Real-time crack segmentation is vital for structural health monitoring but is plagued by aleatoric uncertainties arising from varying lighting, blur, and texture ambiguity. Current uncertainty-aware approaches typically treat uncertainty estimation as a passive endpoint for post-hoc analysis, failing to close the loop by feeding this information back to refine feature representations. We contend that independent pixel-wise heteroscedastic modeling is uniquely suited for crack segmentation, as cracks are defined by fine-grained local gradients rather than the global semantic coherence relied upon in general object segmentation. However, this approach suffers from a structural optimization pathology: high predicted variance attenuates loss gradients, effectively causing the model to ignore difficult samples and under-fit complex boundaries. To address these challenges, we propose UnGAP, a novel framework that establishes a closed-loop mechanism between uncertainty estimation and feature learning. Central to our approach is the Uncertainty-Prompted Feature Modulator (UPFM), which treats aleatoric uncertainty as an active visual prompt rather than a mere output.
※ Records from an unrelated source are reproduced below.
PR #1432, opened 2025-06-02
bugfix. Dismissible Skills Card allowed without Contents directive

mmeigs:
### Staging Links:

[Staging](https://docs-mongodb-org-stg.s3.us-east-2.amazonaws.com/main/docs/matt.meigs/fix-dismiss/data-modeling/design-patterns/index.html)

Regression testing staged pages 

[Staging page with Contents list and Card](https://docs-mongodb-org-stg.s3.us-east-2.amazonaws.com/main/docs/matt.meigs/fix-dismiss/data-modeling/design-antipatterns/index.html)

[Staging page that also was not showing a Card in last iteration that now is](https://docs-mongodb-org-stg.s3.us-east-2.amazonaws.com/main/docs/matt.meigs/fix-dismiss/tutorial/authenticate-a-user/index.html)

[Staging page with no Card](https://docs-mongodb-org-stg.s3.us-east-2.amazonaws.com/main/docs/matt.meigs/fix-dismiss/data-modeling/design-patterns/group-data/bucket-pattern/index.html)

### Notes:

Dismissible Skills Cards would not render if there wasn't a Contents directive. Also, fixes line height and removes box-shadow after talking to design.

### README updates

### DIFF
--- a/src/components/Contents/index.tsx
+++ b/src/components/Contents/index.tsx
@@ -9,7 +9,6 @@ import { HeadingNodeSelectorIds } from '../../types/ast';
 import { theme } from '../../theme/docsTheme';
 import useScreenSize from '../../hooks/useScreenSize';
 import useSnootyMetadata from '../../utils/use-snooty-metadata';
-import DismissibleSkillsCard from '../DismissibleSkillsCard';
 import ContentsList from './ContentsList';
 import ContentsListItem from './ContentsListItem';
 import { type ActiveSelectorIds, ContentsContext } from './contents-context';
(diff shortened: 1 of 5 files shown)


src/components/RightColumn.tsx
```diff
@@ -34,7 +34,7 @@ const RightColumn = ({
 
           & > *:not(.${DISMISSIBLE_SKILLS_CARD_CLASSNAME}) {
             margin-bottom: 30px;
-            margin-right: 24px;
+            ${!hasDismissibleSkillsCard ? 'margin-right: 24px;' : ''}
           }
         `)}
```
mmeigs, line 39: This change is because there's a different structure when there isn't a Contents directive, so the margin-right gets applied anyway. If there's a dismissible skills card, the right column is automatically 250px, so it doesn't need the extra inner margin.

src/components/Contents/index.tsx
```diff
@@ -111,6 +111,9 @@ const Contents = ({
   if (filteredNodes.length === 0 || !showContentsComponent) {
     return (
       <div className={className}>
+        {!!dismissibleSkillsCard && (
+          <DismissibleSkillsCard skill={dismissibleSkillsCard.skill} url={dismissibleSkillsCard.url} slug={slug} />
+        )}
```
rayangler, line 116: (Question) Sorry if this question was answered previously in the initial implementation! 

If we want to ensure the `DismissibleSkillsCard` component is rendered regardless of the `Contents` component, is there a reason why it's rendered inside of this component instead of as a direct child within the [`RightColumn` component](https://github.com/mongodb/snooty/blob/5fefc7c7674871dd66d02164d378f25ca3d46e58/src/templates/document.js#L73-L77)?

PR #1440, opened 2025-06-09
Dop 5747

kamilkhan-mongo:
### Stories/Links:

DOP-NNNN

### Current Behavior:

### Staging Links:

### README updates


.gitignore
```diff
@@ -17,4 +17,5 @@ bundle.zip
 # Local Netlify folder
 .netlify
 # pyenv
-.python-version
\ No newline at end of file
+.python-version
+.npmrc
```
mmeigs, line 21: We actually want to keep the `.npmrc` file in our git history! So, remove this change.

src/components/Footnote/FootnoteReference.tsx
```diff
@@ -18,10 +17,26 @@ const refStyles = css`
...
+
+type FootnotesContextType = {
+  footnotes: Record<string, any>;
+};
+
+const FootnoteReference = ({ nodeData }: FootnoteReferenceProps) => {
+  const { footnotes } = useContext(FootnoteContext) as FootnotesContextType;
   const { darkMode } = useDarkMode();
 
+  const { id, refname } = nodeData;
```
mmeigs, line 38: Just wondering why you moved the destructuring down here? I think it's cleaner up where it was!

src/components/Footnote/FootnoteReference.tsx
```diff
@@ -18,10 +17,26 @@ const refStyles = css`
  * Component used to show a clickable reference to footnote on page
  * scrolls to referenced element by id property
  */
-const FootnoteReference = ({ nodeData: { id, refname } }) => {
-  const { footnotes } = useContext(FootnoteContext);
+
+type NodeData = {
+  id: string;
+  refname: string;
+};
```
mmeigs, line 24: So, what you'll need to do is create the `FootnoteReferenceNode` type in `ast.ts` and then just use it below on line 27.

src/components/Footnote/footnote-context.ts
```diff
@@ -0,0 +1,11 @@
+import { createContext } from 'react';
+
+type FootnoteContextType = {
+  footnotes: Record<string, unknown>;
+};
```
mmeigs, line 5: Ah, we don't want to use `any` or `unknown` anywhere really. Especially when it is a known value. I can help you look into exactly what type this is later!

src/types/ast.ts
```diff
@@ -173,7 +173,37 @@ interface Root extends ParentNode {
...
+export interface FootnoteReferenceNode extends Node {
+  id: string;
+  refname?: string;
+}
+
+// For React props:
+export interface FootnoteProps {
+  nodeData: FootnoteNode;
+  [key: string]: any;
+}
```
mmeigs, line 196: All Props types should just live in the component's file! And remove the `[key: string]: any;` line!

src/types/ast.ts
```diff
@@ -173,7 +173,37 @@ interface Root extends ParentNode {
...
+
+export interface FootnoteContextType {
+  footnotes: Record<
+    string,
+    {
+      references: string[];
+      label: string;
+    }
+  >;
+}
```
mmeigs, line 206: Similarly, we will want to have the `FootnoteContextType` live in the `footnote-context` file!

src/components/icons/Book.tsx
```diff
@@ -1,6 +1,8 @@
 import React from 'react';
 
-const IconBook = ({ ...styles }) => (
+type IconBookProps = React.SVGProps<SVGSVGElement>;
+
+const IconBook: React.FC<IconBookProps> = (styles) => (
   <svg width="10" height="11" viewBox="0 0 10 11" fill="currentColor" {...styles} xmlns="http://www.w3.org/2000/svg">
```
mmeigs, line 6: For all of these, it's cleanest to just use these types next to the parameters!

`const IconBook = (styles: IconBookProps) => (`

src/components/Header/index.tsx
```diff
@@ -50,28 +60,28 @@ const Header = ({ eol, template }) => {
...
-                property={{ name: unifiedNavProperty }}
+                property={{ name: unifiedNavProperty, searchParams: [] }}
                 showLanguageSelector={true}
                 onSelectLocale={onSelectLocale}
-                locale={getCurrLocale()}
+                data-locale={getCurrLocale()}
                 enabledLocales={enabledLocales}
                 darkMode={true}
-                className={cx('nav-dark', isOfflineDocsBuild ? offlineClass : '')}
+                data-className={cx('nav-dark', isOfflineDocsBuild ? offlineClass : '')}
```
mmeigs, line 84: Hm, I don't believe we need to add `data-` to these. As we talked about offline, our use of `Locale` is a bit different from the `UnifiedNav`'s repo, so this is the RARE case where I'm okay using a `// @ts-ignore` statement above the locale props. 

But `className` should be fine as it is!

src/components/Footnote/index.tsx
```diff
@@ -41,25 +41,25 @@ const tdStyling = css`
   padding: 11px 5px 12px;
 `;
 
-const Footnote = ({ nodeData: { children, id, name }, ...rest }) => {
-  const { footnotes } = useContext(FootnoteContext);
+const Footnote = ({ nodeData: { children, id, name }, ...rest }: FootnoteProps) => {
+  const { footnotes } = useContext(FootnoteContext) as FootnoteContextType;
```
mmeigs, line 45: This should already have it's typing from FootnotContext, so no need to typecast

mmeigs (commented):
Left some comments below - some are similar to the other PR you have open, so I'm sorry if you already realized :).

Also, make sure to rename the PR something descriptive (but keep the ticket in the title) and also add a description.

src/components/Footnote/footnote-context.ts
kamilkhan-mongo: Yeah good catch! I changed it to this: 

```typescript
export interface FootnoteContextType {
  footnotes: Record<
    string,
    {
      references: string[];
      label: string;
    }
  >;
}
```
How does this look?

ASteinheiser (commented):
left a few small comments/questions, but looks pretty good!

src/components/Header/index.tsx
```diff
@@ -50,24 +59,26 @@ const Header = ({ eol, template }) => {
...
-                fullWidth="true"
-                hideSearch="true"
+                fullWidth={true}
+                hideSearch={true}
                 position="relative"
-                property={{ name: unifiedNavProperty }}
+                property={{ name: unifiedNavProperty, searchParams: [] }}
                 showLanguageSelector={true}
                 onSelectLocale={onSelectLocale}
+                // @ts-ignore
```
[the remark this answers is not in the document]
mmeigs: Yep, so I told Kamil this is ok! The UnifiedNav is a component handled by another team in Mongo and it is actually not being actively supported anymore, and we use Locale a tiny bit differently than they have defined. I thought for now we go with this. I wish we could at least type it as their Locale, but it looks like they don't even export their type... which is just so cool.

mmeigs:
Can you merge in the latest `main`?

kamilkhan-mongo:
Yes, just pushed it!

src/components/Footnote/index.tsx
```diff
@@ -41,26 +41,26 @@ const tdStyling = css`
   padding: 11px 5px 12px;
 `;
 
-const Footnote = ({ nodeData: { children, id, name }, ...rest }) => {
+const Footnote = ({ nodeData: { children, id, name }, ...rest }: FootnoteReferenceProps) => {
```
mmeigs, line 44: Hmm, I could be wrong - but I believe a `FootnoteNode` and a `FootnoteReferenceNode` will be different. So, these components do not share the same type of props.

src/components/Header/index.tsx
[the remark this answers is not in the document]
kamilkhan-mongo: Good to know!

src/components/Footnote/index.tsx
kamilkhan-mongo: Good point! I combined them, but what you’re saying makes sense. 😊

src/types/ast.ts
```diff
@@ -639,6 +643,7 @@ export type {
   HeadingNodeSelectorIds,
   HighlightNode,
   HighlightRoleNames,
+  FootnoteNode,
   FootnoteReferenceNode,
```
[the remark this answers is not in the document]
kamilkhan-mongo: Yes! sorry about this one :smile:

mmeigs (approved):

PR #1441, opened 2025-06-09
dop-5745 typescriptify Card, Collapsible, AssociatedVersionSelector

kamilkhan-mongo:
### Stories/Links:

DOP-5745

### Current Behavior:

- convert Card, Collapsible, AssociatedVersionSelector to ts

### Staging Links:

--

### Notes:

--

### README updates


src/components/Card/CardGroup.tsx
```diff
@@ -1,11 +1,44 @@
...
+      [key: string]: any;
+    };
+    [key: string]: any;
+  };
+  [key: string]: any;
+}
+
+interface CarouselStylingProps {
+  children?: React.ReactNode;
+  theme: Record<string, any>;
```
ASteinheiser, line 23: theme shouldn't be needed here, it comes from the `css` thing we use I believe.

src/components/Card/CardGroup.tsx
```diff
@@ -1,11 +1,44 @@
...
+}
+
+interface StyledGridProps {
+  isForDrivers?: any;
+  isLanding?: any;
+  columns?: any;
```
ASteinheiser, line 29: Can you cleanup these `any`s? Needs to be a more specific type

src/components/Card/index.tsx
```diff
@@ -14,6 +13,22 @@ import Link from '../Link';
...
+  isExtraCompact?: boolean;
+  isCenterContentStyle?: boolean;
+  isLargeIconStyle?: boolean;
+  nodeData: CardNode;
+  page?: {
+    options?: {
+      template?: string;
+      [key: string]: any;
+    };
+    [key: string]: any;
```
ASteinheiser, line 29: remove `[key: string]: any;`

src/components/Card/index.tsx
```diff
@@ -126,21 +149,21 @@ const bodyStyling = css`
...
 `;
 
-const onCardClick = (url) => {
+const onCardClick = (url?: string) => {
+  if (!url) return;
   isRelativeUrl(url) ? navigate(url) : (window.location.href = url);
 };
 
-const Card = ({
+const Card: React.FC<CardProps> = ({
```
ASteinheiser, line 157: nit: apply props to prop object not function

src/components/AssociatedVersionSelector/index.tsx
```diff
@@ -27,12 +55,14 @@ const StyledSelect = styled(Select)`
   }
 `;
 
-const AssociatedVersionSelector = () => {
-  const { project } = useSnootyMetadata();
-  const { activeVersions, availableVersions, hasEmbeddedVersionDropdown, onVersionSelect } = useContext(VersionContext);
+const AssociatedVersionSelector: React.FC = () => {
```
ASteinheiser, line 58: remove React.FC please, as this type is already inferred

src/components/AssociatedVersionSelector/index.tsx
```diff
@@ -27,12 +55,14 @@ const StyledSelect = styled(Select)`
...
+  const { project } = useSnootyMetadata() as { project: string };
+  const { activeVersions, availableVersions, hasEmbeddedVersionDropdown, onVersionSelect } = useContext(
+    VersionContext
+  ) as VersionContextType;
```
ASteinheiser, line 62: in cases where you're type casting (using the `as` keyword), you should ask yourself "why?". I think you might need to go into those functions and make sure their types are proper instead of defining and casting them in this file.

src/components/AssociatedVersionSelector/index.tsx
```diff
@@ -4,8 +4,36 @@ import { VersionContext } from '../../context/version-context';
...
+interface SelectChangeEvent {
+  value: string;
+}
+
+interface VersionContextType {
+  activeVersions: Record<string, string>;
+  availableVersions: Record<string, Branch[]>;
+  hasEmbeddedVersionDropdown: boolean;
+  onVersionSelect: (project: string, version: string) => void;
+}
```
ASteinheiser, line 34: this probably needs to be applied somewhere else (context?)

src/components/AssociatedVersionSelector/index.tsx
```diff
@@ -4,8 +4,36 @@ import { VersionContext } from '../../context/version-context';
...
+};
+
+type Choice = {
+  value: string;
+  text: string;
+};
+
+interface SelectChangeEvent {
+  value: string;
+}
```
ASteinheiser, line 27: nit: can you just define this inline since it's not props and it really small/not shared

src/components/AssociatedVersionSelector/index.tsx
```diff
@@ -4,8 +4,36 @@ import { VersionContext } from '../../context/version-context';
...
+type ThemeType = typeof theme;
+
+declare module '@emotion/react' {
+  export interface Theme extends ThemeType {}
+}
+
+type Branch = {
+  gitBranchName: string;
+  [key: string]: any;
+};
```
ASteinheiser, line 18: I believe this type is already defined elsewhere in the project

src/components/AssociatedVersionSelector/index.tsx
```diff
@@ -4,8 +4,36 @@ import { VersionContext } from '../../context/version-context';
...
+
+type Choice = {
+  value: string;
+  text: string;
+};
```
ASteinheiser, line 23: you can probably let typescript infer this type, can remove I believe

src/components/AssociatedVersionSelector/index.tsx
```diff
@@ -4,8 +4,36 @@ import { VersionContext } from '../../context/version-context';
...
 import { getUILabel } from '../VersionDropdown';
 import useSnootyMetadata from '../../utils/use-snooty-metadata';
+import { theme } from '../../theme/docsTheme';
 
-const buildChoices = (branches) => {
+type ThemeType = typeof theme;
+
+declare module '@emotion/react' {
+  export interface Theme extends ThemeType {}
+}
```
ASteinheiser, line 13: this should be removed, not sure why you're re-declaring the theme? I believe the `css` helpers should have the types for theming set already

ASteinheiser (changes requested):

src/types/ast.ts
```diff
@@ -271,6 +271,28 @@ interface TextNode extends Node {
   type: 'text';
   value: string;
 }
+type CardGroupOptions = {
+  columns: number;
+  layout: string;
+  style: string;
+  type?: string;
+};
+export interface CardGroupNode extends Directive<CardGroupOptions> {
```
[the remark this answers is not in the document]
kamilkhan-mongo: Good call!

src/components/AssociatedVersionSelector/index.tsx
ASteinheiser: search for `interface Branch`

mmeigs:
Andrew's comments are all great up there! Also, could you rename the PR to be descriptive of what the change is doing? And make sure not to delete anything from the PR description template, it's there for a reason! Add a description (this one at least is easy)

src/types/ast.ts
```diff
@@ -271,6 +271,28 @@ interface TextNode extends Node {
...
+  options: CardGroupOptions;
```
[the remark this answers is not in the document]
mmeigs: Actually! Andrew, you're normally right! But here, options is an optional property on the base `Directive`, however in these nodes, options would be mandatory. So, I would recommend actually still declaring them! That way you don't have to optionally chain later on. The parser makes sure the mandatory options are there.

src/components/Collapsible/index.tsx
```diff
@@ -14,11 +13,19 @@ import { isOfflineDocsBuild } from '../../utils/is-offline-docs-build';
...
+import { CollapsibleNode } from '../../types/ast';
 import { collapsibleStyle, headerContainerStyle, headerStyle, iconStyle, innerContentStyle } from './styles';
 import './styles.css';
 
-const Collapsible = ({ nodeData: { children, options }, sectionDepth, ...rest }) => {
-  const { id, heading, expanded, sub_heading: subHeading } = options;
+interface CollapsibleProps {
+  nodeData: CollapsibleNode;
+  sectionDepth: number;
+  [key: string]: any;
```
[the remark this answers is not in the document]
kamilkhan-mongo: Gotcha, I can do that!

kamilkhan-mongo:
Thanks for the feedback, @ASteinheiser @mmeigs! I’ve pushed the latest changes and would appreciate another review when you get a chance :)

src/components/Card/index.tsx
```diff
@@ -126,21 +147,14 @@ const bodyStyling = css`
...
-  page,
-  nodeData: {
-    children,
-    options: { cta, headline, icon, 'icon-dark': iconDark, 'icon-alt': iconAlt, tag, url },
-  },
-}) => {
+const Card = ({ isCompact, isExtraCompact, isCenterContentStyle, isLargeIconStyle, page, nodeData }: CardProps) => {
+  const { children, options } = nodeData;
+  const { cta, headline, icon, 'icon-dark': iconDark, 'icon-alt': iconAlt, tag, url } = options ?? {};
   const template = page?.options?.template;
```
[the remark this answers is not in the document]
kamilkhan-mongo: Thanks for pointing that out! I’ll keep that in mind for future changes.

src/components/AssociatedVersionSelector/index.tsx
kamilkhan-mongo: yup sorry for that!

src/components/AssociatedVersionSelector/index.tsx
```diff
@@ -0,0 +1,58 @@
...
+import { BranchData } from '../../types/data';
+
+const StyledSelect = css`
+  width: 100%;
+
+  button[aria-expanded='true'] {
+    svg {
+      transform: rotate(180deg);
+    }
+  }
```
mmeigs, line 17: Can you rename this variable now that it's not a styled component? Normally a component is capitalized, but this is now just a style, so just name it `selectStyling` or `selectStyles`

src/components/AssociatedVersionSelector/index.tsx
```diff
@@ -0,0 +1,58 @@
...
+
+  const currentVersions: BranchData[] = availableVersions[project] ?? [];
+
+  return (
+    <>
+      {hasEmbeddedVersionDropdown && !!activeVersions[project] && currentVersions.length > 0 && (
+        <>
+          <Label>Specify your version</Label>
+          <Select
+            className={StyledSelect}
```
mmeigs, line 44: Ah, this needs to use the `cx` function from `@leafygreen-ui/emotion` package now! Like this:
`className={cx(selectStyling)}`

mmeigs (commented):
Two more!

src/components/AssociatedVersionSelector/index.tsx
kamilkhan-mongo: Aha, good catch!

src/components/AssociatedVersionSelector/index.tsx
kamilkhan-mongo: why do we need to use the cx function? from what i understand, its used to help combine multiple class names, but here we only use 1 (selectStyling)

mmeigs: Talked offline: I was wrong - this is not needed!

mmeigs (approved):

PR #1443, opened 2025-06-10
Dop 5758 typescriptify

ASteinheiser:
### Stories/Links:

DOP-5758

### Current Behavior:

- convert standalone, strong, superscript, subscript to ts

### Staging Links:

--

### Notes:

--

### README updates


src/types/ast.ts
```diff
@@ -480,6 +491,17 @@ interface CTABannerNode extends Directive<CTABannerOptions> {
...
 }
 
+type StandaloneHeaderOptions = {
+  columns: number;
+  cta: string;
+  url: string;
+};
+
+interface StandaloneHeaderNode extends Directive<StandaloneHeaderOptions> {
+  argument: Array<Node>;
```
mmeigs, line 501: You shouldn't have to declare line 501 because `Node[]` is already defined in `Directive`.

mmeigs (commented):
Could you change the PR name to obviously signify what's changed? Easiest for us during releases and look-backs to understand quickly. ie `DOP-5758: TS -  Standalone, Strong, Superscript, Subscript`.

Also, look into the test failures! I believe you just haven't added all the correct strings to the ast types.

src/types/ast.ts
ASteinheiser: much cleaner now, thanks!

src/types/ast.ts
```diff
@@ -163,6 +165,7 @@ type DirectiveOptions = {
 
 interface Node {
   type: NodeType;
+  value?: string;
 }
```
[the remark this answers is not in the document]
ASteinheiser: I much prefer that approach! Good call!

src/types/ast.ts
```diff
@@ -516,10 +519,7 @@ type StandaloneHeaderOptions = {
   url: string;
 };
 
-interface StandaloneHeaderNode extends Directive<StandaloneHeaderOptions> {
-  argument: Array<Node>;
-  options: StandaloneHeaderOptions;
-}
+type StandaloneHeaderNode = Directive<StandaloneHeaderOptions>;
```
mmeigs, line 523: Another note: this node has a mandatory option of `StandaloneHeaderOptions`, so I would change it back. I left [this comment](https://github.com/mongodb/snooty/pull/1441#discussion_r2140693595) that explains more. Once you do, you can remove the optional chaining you've added in the `StandaloneHeader` component!

ASteinheiser: I think the tests are fine now? It's still stripping a style out, but I'm curious if that's just the post css whatever cleaning optimizing stuff?

mmeigs (approved):

PR #1445, opened 2025-06-10
Dop 5759 typescriptify

ASteinheiser:
### Stories/Links:

DOP-5759

### Current Behavior:

- convert suspenseHelper, tag, target, and subReference to ts

### Staging Links:

--

### Notes:
--
### README updates


src/components/Target.tsx
```diff
@@ -12,40 +12,44 @@ const headerBuffer = css`
...
-const partition = (array, isValid) => {
+const partition = (array: Node[], isValid: (elem: Node) => boolean) => {
   return array.reduce(
     ([pass, fail], elem) => {
       return isValid(elem) ? [[...pass, elem], fail] : [pass, [...fail, elem]];
     },
-    [[], []]
+    [[] as Node[], [] as Node[]]
   );
 };
```
ASteinheiser, line 22: Not really sure what this function does, wanted to rip it out, but not trying to change too much

mmeigs (commented):
Ok, rename the PR and fix the failing tests. 

But also, with the css prop. I've been removing them as I go and replacing them with CSS-in-JS that is more valid with our pipeline. But we just have to be careful that the styles still work. Luckily, it's usually only an issue with LeafyGreen components and the Tag is all us. 

Usually in these situations I use `cx` and `css` from `'@leafygreen-ui/emotion'` package. That was you can probably keep the `css` usage the same, but just use the cx to transform an array of them to be stuck right in the className prop.

The `GuidesLandingTree` component uses it similarly.

ASteinheiser:
I feel like the snapshot is failing properly, but I'm not sure what I did to change the css. I simply swapped out the old emotion css util for leafy

src/components/Tag.tsx
```diff
@@ -84,7 +84,7 @@ const Tag = ({ children, variant, ...rest }: TagProps) => {
   const variantStyle = VARIANTS[siteTheme][variant] || VARIANTS[siteTheme]['green'];
 
   return (
-    <span css={[baseStyle, variantStyle]} {...rest}>
+    <span className={cx(baseStyle, variantStyle)} {...rest}>
       {children}
     </span>
   );
```
mmeigs, line 90: Aha, I believe I know what's causing the wide difference in styles applied in the test. If you go and find where this component is used, you'll find it in [SearchResult here](https://github.com/mongodb/snooty/blob/7aff20fcb685cbe72d8e63209f920b8a5094c9a4/src/components/SearchResults/SearchResult.tsx#L252).
As you can see, we are passing in a className there directly. With your changes to the base Tag component here, you are basically already explicitly writing in a className and then spreading the rest. My guess is only one of them is winning the battle. So, maybe in this component we can also add className as an optional prop and pass it in to the className cx list.

ASteinheiser: Oh man that makes so much sense! Yup, I'm hijacking the className prop which was getting spread before. Adding that className should fix it I believe!

mmeigs: The best thing to do in this case is to check production versus staging if all the necessary styles are still there! Luckily this component seems to be only used in Search so pretty easy to check!

ASteinheiser: tested with seung and resolved!

src/components/SearchResults/SearchResult.tsx
```diff
@@ -249,28 +245,32 @@ const SearchResult = React.memo(
...
-                </StyledTag>
+                </Tag>
               )}
               {url.includes('/api/') && (
-                <StyledTag variant="purple" className={cx(purpleTagStyles)}>
+                <Tag variant="purple" className={cx(purpleTagStyles, searchTagStyle)}>
                   {'API'}
-                </StyledTag>
+                </Tag>
               )}
```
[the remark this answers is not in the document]
ASteinheiser: Actually the `purpleTagStyles` and `greenTagStyles` are already leafy css despite both emotion and leafy being present in that file! I think it's correct as is?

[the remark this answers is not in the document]
mmeigs: Yeah, those two styles are leafy css. That's why they use cx! But searchTagStyle is @emotion/react.

seungpark (approved):
LGTM !

src/components/SearchResults/SearchResult.tsx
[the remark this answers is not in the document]
ASteinheiser: Yeah, I think I'm missing those other spots you pointed out. Trying that now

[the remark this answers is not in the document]
ASteinheiser: Appears to have worked!

mmeigs (approved):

UPFM dynamically calibrates feature distributions through pixel-wise affine transformations. Crucially, this mechanism mitigates the heteroscedastic pathology by transforming high variance, which would otherwise indicate gradient suppression, into a constructive signal for stronger feature rectification in ambiguous regions. Additionally, a boundary-aware detection head is introduced to further constrain prediction precision. Extensive experiments demonstrate that UnGAP balances superior segmentation accuracy with real-time inference speed, effectively validating the benefit of transforming uncertainty from a passive metric into an active calibration tool.